Enttäuschte Liebe als Auslöser für Kindstötung?

War enttäuschte Liebe das Motiv? Sie sah in ihrer Fernbeziehung mit einem Engländer keine Zukunft - deswegen soll eine Mutter (31) im oberösterreichischen Reichenau im Mühlkreis ihren vierjährigen Sohn erstochen haben. Dann versuchte sie - wie berichtet - sich das Leben zu nehmen und schnitt sich die Pulsadern auf. Die Großmutter des Buben (54) - sie ist Krankenschwester - hatte noch vergeblich versucht, ihr Enkerl zu reanimieren.

"Das ist so furchtbar, man kann es gar nicht glauben!" In Reichenau können die Einwohner ihre Bestürzung nicht verbergen. Sie sind fassungslos.

Die 31-jährige Lehrerin war vor fünf Jahren schwanger aus England heimgekommen, hatte zu Hause unter den Fittichen ihrer Eltern ihren Sohn aufgezogen. Für ihr Wunschenkerl hatten Oma und Opa das Obergeschoß umgebaut.

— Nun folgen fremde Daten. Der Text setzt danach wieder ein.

PR #1944, opened 2021-11-26
[V5] WherePivot instead of only Where on team relation pivot, better readability

erikn69:
- [IMPORTANT] Fixed missing return on `getPermissionsTeamId() `helper
- Better readability
- Early returns
- WherePivot instead of only Where(fix relations with teams, less code)
- Global helper `getPermissionsTeamId` used
- `assignRole`, `givePermissionTo` fixed(less code, less bucles with `reduce`, `ensureModelSharesGuard` throws earlier exception)

Works the same, no test nedded

### DIFF
--- a/src/Traits/HasPermissions.php
+++ b/src/Traits/HasPermissions.php
@@ -44,18 +44,19 @@ trait HasPermissions
      */
     public function permissions(): BelongsToMany
     {
-        return $this->morphToMany(
+        $relation = $this->morphToMany(
             config('permission.models.permission'),
             'model',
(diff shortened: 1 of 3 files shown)


erikn69:
@freekmurze if you need help to migrate syntax to PHP 8 i have time

freekmurze:
Thanks!

freekmurze:
@erikn69 I think at some point in the future, I'll rewrite this package for better readability and maintenance. I feel like it has overgrown a bit now. I'll take care of PHP 8 syntax then.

Speziell der Großvater vergötterte den Kleinen und zog ihn wie den eigenen Sohn auf, berichtet eine Nachbarin (70): "Er war ganz narrisch auf den Buben."

"Solche Mütter sehen keine Zukunft mehr"
Doch das Familienidyll bekam zusehends Sprünge - denn die Eltern wollten angeblich nicht, dass ihre Tochter zum Freund nach England zieht. Umgekehrt wollte dessen Mutter nicht, dass der Sohn auswandert. Eine Sackgasse, die die Mutter offenbar zur Wahnsinnstat trieb. "In solchen Fällen konzentrieren sich die Mütter völlig auf das Kind. Gleichzeitig empfinden sie ihre Situation zunehmend als ausweglos", weiß Psychologe Barnabas Strutz aus Wilhering. "Solche Mütter sehen keine Zukunft mehr und glauben, sie können dem Kind Leid ersparen, wenn sie es mit in den Tod nehmen."

Bisher keine Einvernahme der Mutter möglich
Laut ersten Obduktionsergebnissen wurde der Vierjährige erstochen. Das endgültige Ergebnis soll in drei Wochen vorliegen. Offenbar war der Bub schlafend im Wohnraum gelegen. Dort soll ihm seine Mutter mehrmals ein Messer in den Oberkörper gerammt haben. Neben einem Abschiedsbrief, über dessen Inhalt die Polizei schweigt, wurden am Tatort Tabletten entdeckt. Das Kind könnte also vor der Bluttat betäubt worden sein. Die 31-Jährige liegt im Spital, ihr Zustand gilt laut Ärzten als stabil. Sie konnte aber noch nicht einvernommen werden.